Interlude: Take a moment to think about the theme of these interaction exercises. In all of them, we have used interaction terms to describe how the relationship between a variable and the response is modified by the value of another variable. For this reason, interaction is also called effect modification.

Diamond clarity and color modify the effect of size on price. Note that effect modification/interaction is symmetric, so we can also say that diamond size modifies the effect of clarity and color on price. However, usually with interaction between a quantitative and a categorical variable, we describe it in the first way.
Chocolatiness modifies the effect of nuttiness on candy popularity. Symmetrically, nuttiness modifies the effect of chocolatiness on candy popularity.
Car age modifies the effect of mileage on price.

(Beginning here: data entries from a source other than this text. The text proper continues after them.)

PR #246, opened 2018-06-13
Implement fetching users and roles from keycloak rest-api

ewelinagr:
Simple implementation to get users and roles from Keycloak using RestTemplate and an "offline_token". 
Includes a documentation of how to generate the token. 

Keycloak configuration requires some cleanup, mainly the KeycloakRestTemplate related settings.


transmart-api-server/grails-app/conf/application.yml
```diff
@@ -109,19 +109,10 @@ server:
...
-#    realm: transmart   # our keycloak realm this ressource service should be based in
-#    auth-server-url: http://localhost:8080/auth  # the url to our sso server (keycloak)
-#    ssl-required: external  # no ssl is ok for demo  - do not use this in production
-#    resource: tm_client  # the realm-client which accessing clients should be authenticate with
-#    use-resource-role-mappings: true # use this if you manage your roles in client scope not in realm scope
-#    public-client: false # we do not write a web-app - so no login page and redirects are necessary
-#    bearer-only: true  # authentification via accesstoken is fine
-#    credentials:
-#        secret: 7034b121-fdf1-4188-9ba2-c66bee4b9867
+            clientId: <your-client-id>
```
forus: hm, is it sufficient to know only the clientId to make transmart functioning as the resource servers?
It does not have a URL to make a back channel call to the keycloak. Which is fine. But it does not seem to have means to get publick key of the keycloak instance.

transmart-api-server/grails-app/services/org/transmart/api/server/KeycloakResourceService.groovy
```diff
@@ -0,0 +1,73 @@
+package org.transmart.api.server
+
+import grails.transaction.Transactional
+import org.springframework.beans.factory.annotation.Value
+import org.springframework.http.*
+import org.springframework.util.LinkedMultiValueMap
+import org.springframework.util.MultiValueMap
+import org.springframework.web.client.RestTemplate
+
+@Transactional
```
forus: it does not seem to be needed.

transmart-api-server/keycloak.md
```diff
@@ -59,6 +59,23 @@ Set the fields as following:
...
+
+In order to access Keycloak offline (e.g. by offline quartz jobs from transmart-notifications), an offline_token has to be configured. To get the token on behalf of a user, the user needs to have the role mapping for the realm-level: `"offline_access"`.
+
+    curl \
+      -d 'client_id=<CLIENT_ID>' \
+      -d 'username=<USERNAME>' \
+      -d 'password=<PASSWORD>' \
+      -d 'grant_type=password' \
+      -d 'scope=offline_access' \
+      'https://YOUR_KEYCLOAK_SERVER_HOST/auth/realms/YOUR_REALM/protocol/openid-connect/token'
```
forus: 👍

transmart-api-server/src/main/webapp/WEB-INF/keycloak.json
```diff
@@ -0,0 +1,10 @@
+{
+  "realm": "transmart",
```
forus: we don't need this one anymore, right?

transmart-api-server/src/test/groovy/org/transmartproject/api/server/user/KeycloakUserResourceServiceSpec.groovy
```diff
@@ -69,8 +72,73 @@ class KeycloakUserResourceServiceSpec extends Specification {
...
+        result[0].realName == "${keycloakMockUsers[0].firstName} ${keycloakMockUsers[0].lastName}"
+        result[0].email == keycloakMockUsers[0].email
+        result[0].studyTokenToAccessLevel == ["STUDY1_TOKEN": OWN]
+
+        result[1].admin == false
+        result[1].username == keycloakMockUsers[1].username
+        result[1].realName == "${keycloakMockUsers[1].firstName} ${keycloakMockUsers[1].lastName}"
+        result[1].email == keycloakMockUsers[1].email
+        result[1].studyTokenToAccessLevel == [:]
+
```
forus: 👍

transmart-api-server/build.gradle
```diff
@@ -28,6 +28,7 @@ dependencies {
     compile project(':transmart-rest-api')
     compile project(':transmart-notifications')
 
+    compile group: 'cglib', name: 'cglib-nodep', version: '3.2.6'
```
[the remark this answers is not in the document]
ewelinagr: this one is to be able to create mocks of non-interface types. Apparently it is not possible by default in Spock.  
I used this mocking here: https://github.com/thehyve/transmart-core/pull/246/commits/f163a8bfd3af1cd26c9b0a9e4e91be5670a49d45#diff-087ab0abd06f51677a80623f5e5ee8beR116

transmart-api-server/grails-app/services/org/transmart/api/server/KeycloakResourceService.groovy
ewelinagr: ah yes, it was added automatically, when I created a new server, I'll remove it

transmart-api-server/grails-app/conf/application.yml
ewelinagr: I am not sure, everything seems working only with this and using also the offlineToken, when doing a rest call to keycloak, but maybe there is a case, where we need also the secret.

ewelinagr: but maybe it is still using the keycloak.json config, I did not remove the KeycloakRestTemplate settings.

transmart-api-server/src/main/webapp/WEB-INF/keycloak.json
ewelinagr: as I mentioned above, I did not remove all the KeycloakRestTemplate settings, so maybe it is still using it for the GB calls. I will test if it still works after removing this config.

transmart-api-server/build.gradle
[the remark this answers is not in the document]
forus: ah, I see. https://stackoverflow.com/questions/10664182/what-is-the-difference-between-jdk-dynamic-proxy-and-cglib

It has to have `test` scope then.

Alternatively, we could introduce an interface. That does not seem like a bad idea.

PR #258, opened 2018-06-25
Update e2e tests to work with keycloak

ewelinagr:


ewelinagr:
Still have some tests failing, so fixing is still in progress

ewelinagr:
All tests are green again!!!

transmart-data/test_data/keycloak/keycloak-test-resource.json
```diff
@@ -0,0 +1,1542 @@
+{
+  "id" : "test",
```
forus: what about having this realm settings as part of the keycloak libery test resources?

I will add this point to the following ticket's description https://jira.thehyve.nl/browse/TMT-261

ewelinagr:
@forus Configuration of e2e is updated now. Tests pass for both transmart-api-server and transmart-server.

PR #259, opened 2018-06-27
Data table tests

gijskant:
- Refactor data table code
- Reorganised and added tests

I don't know if the data table export (still) works.


transmart-core-api/build.gradle
```diff
@@ -5,9 +5,8 @@ dependencies {
     compile 'org.codehaus.groovy:groovy-all:2.4.7'
     compile 'javax.validation:validation-api:1.1.0.Final'
     testCompile 'junit:junit:4.12'
-    testRuntime 'org.hamcrest:hamcrest-core:1.3',
-            'org.hamcrest:hamcrest-library:1.3'
-    // https://mvnrepository.com/artifact/org.hamcrest/hamcrest-all
+    testRuntime 'org.hamcrest:hamcrest-core:1.3'
+    testRuntime 'org.hamcrest:hamcrest-library:1.3'
     compile group: 'org.hamcrest', name: 'hamcrest-all', version: '1.3'
```
ewelinagr: Do we need hamcrest-all if we have hamcrest-core and hamcrest-library? If yes, it could be changed to testCompile. I know it's not a part of this PR, just noticed that :)

PR #263, opened 2018-07-02
Fix error in cell order of data table TSV export.

gijskant:


transmart-rest-api-e2e/src/test/groovy/tests/rest/v2/DataExportSpec.groovy
```diff
@@ -43,7 +44,7 @@ class DataExportSpec extends RESTSpec {
         request.path = "$PATH_DATA_EXPORT/job"
         request.query = [name: name]
         response = post(request)
-        responseData = response.exportJob
+        responseData = ExportJob.from(response.exportJob)
```
ewelinagr: It looks like there are more places in this test class that could be replaced like this, e.g. [line 183](https://github.com/thehyve/transmart-core/pull/263/files#diff-d7d988d63ef259059b18505777b79275R183)

gijskant:
@ewelinagr Code now okay?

Symmetrically, mileage modifies the effect of care age on its price.

Exercise 6: Confounding and interaction are not the same idea.

Draw or describe how the situation below could arise:
- carat does confound the relationship between clarity and price.
- There is no interaction between carat and clarity.
Draw or describe how the situation below could arise:
- carat does not confound the relationship between clarity and price.
- There is interaction between carat and clarity.